And posting this fact (about the chef calling) isn't unprofessional?!

Isn't the idea behind blogs and the boards that it gives is non-professionals a voice? Information isn't filtered which is a major strength (and also a weakness) as the non-professional doesn't need to kowtow to the catering professionals. New media, means new behavioural norms, the private "rant" now becomes very public. Some chefs (including those on this board) are adept at using this new media to get closer to the public and the symbiotic relationship seems to benefit all, but as the public is a fickle beast then due care must be exercised.

I value posts and blogs that demonstrate a critical distance from the restaurant. Reports that are always positive have no value to me as I don't believe anyone can have that much luck with restaurants and I am suspicious critical facilities are dulled by comped PR meals for bloggers.

So should the CC have posted/blogged this?
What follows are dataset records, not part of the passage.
PR #10333, opened 2022-03-02
Fix underconstrained `Currency.Checked.(<=)`, with other safety/efficiency tweaks

mrmr1993:
This PR is a follow-up to #10317, transitioning to a safe `range_check_flagged` function and phasing out the unsafe `range_check_flag` function. In particular
* `(<=)` and friends were previously under-constrained when using `range_check_flagged`
* `sub_or_zero` now only performs a single packing operation, rather than one for each of `res` and `neg_res`.

Checklist:


src/lib/currency/currency.ml
```diff
@@ -179,7 +179,16 @@ end = struct
...
+      of the argument.
+
+      WARNING: The returned value may be chosen arbitrarily by a malicious
+      prover, and this is really only useful for the more-efficient bit
+      projection. Users of this function must manually assert the relationship
+      between the argument and the return value, or the circuit will be
+      underconstrained.
+  *)
+  let image_from_bits_unsafe (t : var) =
     make_checked (fun () ->
```
imeckler, line 192: Nice comment

src/lib/currency/currency.ml
```diff
@@ -727,47 +718,33 @@ end = struct
...
     let equal x y = Field.Checked.equal x y
 
     let ( = ) = equal
 
-    (* x <= y iff range_check_flag (y - x) *)
-    let ( <= ) x y = range_check_flag (Field.Var.sub y x)
+    let ( < ) x y =
+      let%bind diff = seal (Field.Var.sub x y) in
+      (* [lt] is true iff [x - y < 0], ie. [x < y] *)
+      let%map _res, `Overflow lt = range_check_flagged `Sub diff in
```
jspada, line 737: Shouldn't this be `Underflow`?

mrmr1993: `range_check_flagged` is supposed to do a bi-directional check, or just check for overflow/underflow depending on the choice between `` `Add`` `` `Sub`` and `` `Add_or_sub``. That part of the return value could be tagged `` `Outflow` instead, if that were clearer

jspada: Either that or a comment would work

imeckler (approved):

PR #10356, opened 2022-03-04
Remove Account.Poly, replace with explicit record declarations

mrmr1993:
This PR removes `Account.Poly` and replaces its specialisations with explicit record types.

This vastly improves the error messages produced by the OCaml typechecker when the type for one of the fields is incorrect. This also identified some cases where the types of the record produced was invalid, revealing some unused functions.

In order to prevent the field names for `Account.var` shadowing those from `Account.t`, `Account.var` has been moved to `Account.Checked.t`.

Checklist:

### DIFF
--- a/src/app/cli/src/tests/full_test.ml
+++ b/src/app/cli/src/tests/full_test.ml
@@ -393,7 +393,7 @@ let run_test () : unit Deferred.t =
             (List.map accounts
                ~f:(fun ((keypair : Signature_lib.Keypair.t), account) ->
                  ( Public_key.compress keypair.public_key
-                 , account.Account.Poly.balance )))
+                 , account.Account.balance )))
         in
         let%bind updated_balance_sheet =
           send_payments accounts ~txn_count balance_sheet (fun i ->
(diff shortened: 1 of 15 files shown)


src/app/cli/src/tests/full_test.ml
```diff
@@ -393,7 +393,7 @@ let run_test () : unit Deferred.t =
             (List.map accounts
                ~f:(fun ((keypair : Signature_lib.Keypair.t), account) ->
                  ( Public_key.compress keypair.public_key
-                 , account.Account.Poly.balance )))
+                 , account.Account.balance )))
         in
```
psteckler, line 397: it might be easier to read if the formal parameter were `(account : Account.t)`

qualifying the field name with the module name is a bit jarring

psteckler:
Wasn't the idea to use a `Poly` functor, so the unchecked/unchecked types are guaranteed to have the same fields?

mrmr1993:
> Wasn't the idea to use a `Poly` functor, so the unchecked/unchecked types are guaranteed to have the same fields?

It was, and I started like that, but it didn't seem to add any value and it resulted in an unwieldy list of functor applications in the type equalities.

mrmr1993:
Still worth doing, but extremely stale. Converted to draft.

mrmr1993:
Closing in favour of https://github.com/MinaProtocol/mina/issues/14832.

PR #10404, opened 2022-03-04
[Trivial] Use DUNE_PROFILE when building test_executive

mrmr1993:
The `test_executive.exe` binary doesn't use any features from the `integration_test` profile -- which only serves to enable the old-style integration tests in the CLI -- so we can use the same profile instead of blowing away the old artifacts.

Encountered this while trying to build all relevant executables to test a build.

Checklist:

### DIFF
--- a/Makefile
+++ b/Makefile
@@ -111,7 +111,7 @@ build_rosetta_all_sigs: ocaml_checks
 
 build_intgtest: ocaml_checks
 	$(info Starting Build)
-	dune build --profile=integration_tests src/app/test_executive/test_executive.exe src/app/logproc/logproc.exe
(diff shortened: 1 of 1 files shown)


Makefile
```diff
@@ -111,7 +111,7 @@ build_rosetta_all_sigs: ocaml_checks
 
 build_intgtest: ocaml_checks
 	$(info Starting Build)
-	dune build --profile=integration_tests src/app/test_executive/test_executive.exe src/app/logproc/logproc.exe
+	dune build --profile=$(DUNE_PROFILE) src/app/test_executive/test_executive.exe src/app/logproc/logproc.exe
```
nholland94, line 114: Can we at least default this to use `integratin_tests` when no dune profile is provided? The integration tests won't execute correctly with the default dev profile, for instance.

mrmr1993:
I don't care enough to revive this. Closing.

PR #11400, opened 2022-06-28
ppx_version, all mod cons

psteckler:
Update `ppx_version` per RFC 0047, allowing the use of attributes `with_all_version_tags` and `with_top_version_tag` in modules and module types.

Those attributes were added to allow legacy Base58_check encodings to remain for these types that appear in the existing archive database:
- Public_key.t
- Epoch_seed.t
- State_hash.t
- Frozen_ledger_hash.t
- Transaction_hash.t

For each of these types, an existing Base58_check encoding was deserialized and reserialized, verifying the reserialization matched the existing one.  The same check was performed for `Private_key.t`; using an instance of a serialization in `key_gen/gen/gen.ml`.

Note: some Base58_check encodings don't rely on `Bin_prot` serialization (`User_command_memo.t`, for example), so those don't need to change.


src/lib/non_zero_curve_point/non_zero_curve_point.ml
```diff
@@ -48,14 +45,18 @@ module Compressed = struct
...
-        (* dummy type for inserting constraint
-           adding constraint to t produces "unused rec" error
-        *)
-        type unused = unit constraint t = Arg.Stable.V1.t
-
         let to_latest = Fn.id
 
-        module Base58 = Codable.Make_base58_check (Arg.Stable.V1)
+        module M = struct
+          include Arg.Stable.V1.With_all_version_tags
```
mrmr1993, line 51: Love it

src/lib/ppx_version/versioned_module.ml
```diff
@@ -195,14 +206,126 @@ let erase_stable_versions =
...
+                Some
+                  { ptyp_desc = Ptyp_constr ({ txt = Lident "t"; loc }, params)
+                  ; ptyp_loc = loc
+                  ; ptyp_loc_stack = []
+                  ; ptyp_attributes = []
+                  } )
+        ; ptype_attributes =
+            (let (module Ast_builder) = Ast_builder.make loc in
+             let open Ast_builder in
+             [ create_attr ~loc (Located.mk "deriving") (PStr [ [%stri bin_io] ])
```
mrmr1993, line 289: Doesn't this erase all of the existing attributes? It would be better not to do that, if possible.

psteckler: It does. My thought was that the module `With_all_version_tags` (and `With_top_version_tag`) should have the `Bin_prot.Binable.S` interface, and nothing more.

I had started out preserving the other derivers, but then thought it wasn't valuable. It increases compilation time, and you can use the derived code from the `Vn` module, if needed, because `Vn.With.... t = Vn.t`.

mrmr1993 (approved):

mitschabaude (approved):

PR #11403, opened 2022-06-28
Transaction pool parties async bug fix

### LINKED ISSUE #11393: Transaction pool async bug (diff application)
The bug is caused by the fact that the `verify` function precomputes updates to the pool asynchronously, and those updates are blindly copied into the data structure in the `apply` function. There is a mutex locked between these function calls that prevents race conditions within `verify`+`apply` cycles, but handling transition frontier diffs can happen asynchronously outside of this cycle, causing changes to the underlying pool data structure between calls to `verify` and `apply`.

nholland94:
Closes #11393.

To fix this bug, I removed the asynchronous computation of indexed pool updates from the `verify` entirely. Instead, that logic is moved into `apply`, where all of the commands in a transaction pool diff are applied to the pool within a single scheduler cycle, preventing race conditions with `handle_transition_frontier_diff`. The `verify` function still runs asynchronously, but it is now only responsible for validating transactions in isolation to the pool state (validating proofs, signatures, and global restrictions such as minimum fee).

### DIFF
--- a/src/lib/network_pool/transaction_pool.ml
+++ b/src/lib/network_pool/transaction_pool.ml
@@ -68,12 +68,9 @@ module Diff_versioned = struct
       module V2 = struct
         type t =
           | Insufficient_replace_fee
-          | Verification_failed
           | Duplicate
-          | Sender_account_does_not_exist
           | Invalid_nonce
           | Insufficient_funds
-          | Insufficient_fee
           | Overflow
           | Bad_token
           | Unwanted_fee_token
@@ -92,12 +89,9 @@ module Diff_versioned = struct
      * the changes *)
     type t = Stable.Latest.t =
       | Insufficient_replace_fee
-      | Verification_failed
       | Duplicate
-      | Sender_account_does_not_exist
       | Invalid_nonce
       | Insufficient_funds
-      | Insufficient_fee
       | Overflow
       | Bad_token
       | Unwanted_fee_token
@@ -110,18 +104,12 @@ module Diff_versioned = struct
     let to_string_name = function
       | Insufficient_replace_fee ->
           "insufficient_replace_fee"
-      | Verification_failed ->
-          "verification_failed"
       | Duplicate ->
           "duplicate"
-      | Sender_account_does_not_exist ->
-          "sender_account_does_not_exist"
       | Invalid_nonce ->
           "invalid_nonce"
       | Insufficient_funds ->
           "insufficient_funds"
-      | Insufficient_fee ->
-          "insufficient_fee"
       | Overflow ->
           "overflow"
       | Bad_token ->
@@ -141,20 +129,13 @@ module Diff_versioned = struct
       | Insufficient_replace_fee ->
           "This transaction would have replaced an existing transaction in the \
            pool, but the fee was too low"
-      | Verification_failed ->
-          "This transaction had an invalid proof/signature"
       | Duplicate ->
           "This transaction is a duplicate of one already in the pool"
-      | Sender_account_does_not_exist ->
-          "The fee-payer's account for this transaction could not be found in \
-           the ledger"
       | Invalid_nonce ->
           "This transaction had an invalid nonce"
       | Insufficient_funds ->
           "There are not enough funds in the fee-payer's account to execute \
            this transaction"
-      | Insufficient_fee ->
-          "The fee for this transaction is too low"
       | Overflow ->
           "Executing this transaction would result in an integer overflow"
       | Bad_token ->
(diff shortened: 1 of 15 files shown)


src/lib/network_pool/transaction_pool.ml
```diff
@@ -1367,135 +1063,172 @@ struct
...
-                    "dropped commands due to transaction replacement: $dropped"
-                    ~metadata:[ ("dropped", Cs.to_yojson dropped) ] ;
-                check_dropped (Sequence.of_list dropped) ;
-                go txs )
+        (* determine if we should re-broadcast this diff *)
+        let decision =
+          if
+            List.exists rejected ~f:(fun (_, error) ->
+                Diff_error.grounds_for_diff_rejection error )
+          then `Reject
```
deepthiskumar, line 1204: Why do we accept some transactions from the diff that is not broadcast-able?

deepthiskumar: Could this cause mem pool inconsistencies?

nholland94: It could contribute to it in theory, but I don't think it would be a major contributor. This basically only happens if the txn pool diff contains a malicious transaction (eg: invalid signature). We would only accept still-valid txns from the diff, but would refuse to send the diff to another peer since it contained some malicious data.

I'm not sure this behavior is the best, but I'm also not certain if it's important to update now. I think the issue it causes is very small and it's unlikely we will see it in practice, so I'm inclined to just wait for a future txn pool rewrite for this edge case.

src/lib/network_pool/transaction_pool.ml
```diff
@@ -968,385 +935,114 @@ struct
...
+            Lru_cache.add t.recently_seen (Lru_cache.T.hash diff.data)
+          in
+          ok_if_true (not already_mem) ~error:"Recently seen"
         in
-        let h = Lru_cache.T.hash diffs.data in
-        let (`Already_mem already_mem) = Lru_cache.add t.recently_seen h in
-        if (not allow_failures_for_tests) && already_mem && not is_sender_local
-        then
-          (* We only reject here if the command was from the network: the user
-             may want to re-issue a transaction if it is no longer being
```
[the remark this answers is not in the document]
nholland94: I updated the predicate in my new code to be the same.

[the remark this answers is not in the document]
nholland94: I actually have a TODO in the code to just remove this LRU completely as I'm pretty certain we never hit this code (libp2p already has a cache for gossip messages, and its more powerful than this one). I'm just leaving this intact for now just in case it does get hit under rare scenarios.

src/lib/network_pool/transaction_pool.ml
```diff
@@ -981,400 +948,125 @@ struct
...
+                     ~f:
+                       (User_command.to_verifiable ~ledger ~get:Base_ledger.get
+                          ~location_of_account:Base_ledger.location_of_account ) ) )
+        in
+        match%bind.Deferred
+          O1trace.thread "batching_transaction_verification" (fun () ->
+              Batcher.verify t.batcher diff' )
+        with
+        | Error e ->
+            [%log' error t.logger] "Transaction verification error: $error"
```
deepthiskumar, line 1039: should we include the diff here? (maybe in a debug log)

src/lib/network_pool/transaction_pool.ml
```diff
@@ -981,400 +948,125 @@ struct
...
+            let msg = Verifier.invalid_to_string invalid in
+            [%log' error t.logger]
+              "Batch verification failed when adding from gossip"
+              ~metadata:[ ("error", `String msg) ] ;
+            let%map.Deferred () =
+              Trust_system.record_envelope_sender t.config.trust_system t.logger
+                (Envelope.Incoming.sender diff)
+                ( Trust_system.Actions.Sent_useless_gossip
+                , Some
+                    ( "rejecting command because had invalid signature or was \
```
deepthiskumar, line 1052: invalid signature or proof

src/lib/network_pool/transaction_pool.ml
```diff
@@ -1395,135 +1087,175 @@ struct
...
         let pool, dropped_for_size =
-          drop_until_below_max_size pool ~pool_max_size
+          drop_until_below_max_size pool ~pool_max_size:t.config.pool_max_size
+        in
+        (* handle drops of locally generated commands *)
+        let all_dropped_cmds =
+          Sequence.to_list (Sequence.append dropped_for_add dropped_for_size)
+        in
+        let all_dropped_cmd_hashes =
+          List.map all_dropped_cmds
```
deepthiskumar, line 1179: Maybe a debug log here to show how many transactions were dropped?

deepthiskumar (approved):
Looks great!
Just some minor comments

PR #11406, opened 2022-06-29
Version JSON

psteckler:
Implement versioning of JSON per RFC 0046.

The annotation `with_versioned_json` can be added to `Stable` modules or module signatures.

Added that annotation to `Precomputed_block.Stable`, and added the version number to the sample precomputed block JSON. (We should update those blocks sometime, they contain dummy proofs and signatures, and empty lists for accounts and tokens.)

Tested by adding the annotation to a type in matching .ml/.mli files, verifying it compiled and examining the preprocessed output.

### DIFF
--- a/src/lib/ppx_version/versioned_module.ml
+++ b/src/lib/ppx_version/versioned_module.ml
@@ -12,6 +12,8 @@ let with_top_version_tag = "with_top_version_tag"
 
 let with_top_version_tag_module = String.capitalize with_top_version_tag
 
+let with_versioned_json = "with_versioned_json"
+
 let no_toplevel_latest_type_str = "no_toplevel_latest_type"
 
 (* option to `deriving version' *)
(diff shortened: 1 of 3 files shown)


src/lib/ppx_version/versioned_module.ml
```diff
@@ -949,7 +989,82 @@ let convert_modbody ~loc ~version_option body =
               in
               [ all_tag_convert_guard; all_tag_convert; all_tag_versions ]
           in
-          top_tag_modules @ all_tag_modules
+          let json_tag_modules =
+            if not json_version_tag then []
+            else
+              let json_tag_versions =
+                [%stri
+                  let (json_tag_versions :
```
mrmr1993, line 997: This is unfortunate, it would be nice if there was a better way than hard-codingm

mrmr1993 (approved):

src/lib/ppx_version/versioned_module.ml
psteckler: This is the same approach we've used for `bin_io`.

Another way would be to record the available Vn modules, and try each one's `of_yojson` in turn. But that's less efficient than searching the assoc array.

psteckler: How else?

mrmr1993: I guess you're right, yea. Lgtm then

PR #11413, opened 2022-06-29
Dune Fmt example

shimkiv:
- These are changes anticipated if we decide to go with `dune fmt` instead of the `src/app/reformat/reformat.exe`.


mrmr1993:
Old, stale demo. Closing.

PR #11417, opened 2022-06-30
Snarkyjs: fix Circuit.if

mitschabaude:
* Mina companion of https://github.com/o1-labs/snarkyjs/pull/269


src/lib/snarky_js_bindings/lib/snarky_js_bindings_lib.ml
```diff
@@ -1377,7 +1377,10 @@ module Circuit = struct
              array_iter2 ks1 ks2 ~f:(fun k1 k2 ->
                  if not (js_equal k1 k2) then
                    raise_error "if: Arguments had mismatched types" ) ;
-             let result = new%js ctor1 in
+             let result =
+               Js.Unsafe.global ##. Object##create
```
mrmr1993, line 1381: Can you add a comment here?

I assume that this is so that we don't execute the constructor with an incorrect number of arguments (so we just create a fresh object with the matching prototype), but it would be nice to call that out explicitly.

mitschabaude: exactly! ok will add a comment

PR #11438, opened 2022-07-04
Remove dead code 

ebresafegaga:
## Rationale 
Currently, there are some parts of the code base that are not being used anymore. This PR aims to fix that. It's based on the issue #10177, and a more granular version of the draft PR #11343.

## Changes
This PR removes the following directories or libraries:
* `scripts/archive/ocaml`
* `pokolog`
* `snark_keys`
* `snarky_log/examples`
* `snarky_pairing`
* `snarky_verifier`


scripts/archive/make_hasura_configurations.sh
```diff
@@ -1,20 +0,0 @@
-#!/bin/bash
```
mrmr1993, line 1: I misspoke in the thread; I think we'll want to keep these scripts around, and just delete the OCaml code in this directory.

mrmr1993 (approved):

lk86 (approved):

imeckler (approved):
Nice to remove this! Thanks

Of course they should it shows they proceed without fear nor favour.

Yeah, I agree with this for the most part, it's a totally valid point.

The issue for me is, when chefs do use social media it is a direct communication; specifically through this medium. The problem with the CC is Marcus made a personal call and then they converted it by way of a post. That's very different. Had he responded openly, via one of the foodie message boards, I'd agree 100%.

There's also a difference between a report being critical, as opposed to objective. I personally don't think the CC were objective with the review, which is why - in turn - it makes their criticisms so difficult to accept.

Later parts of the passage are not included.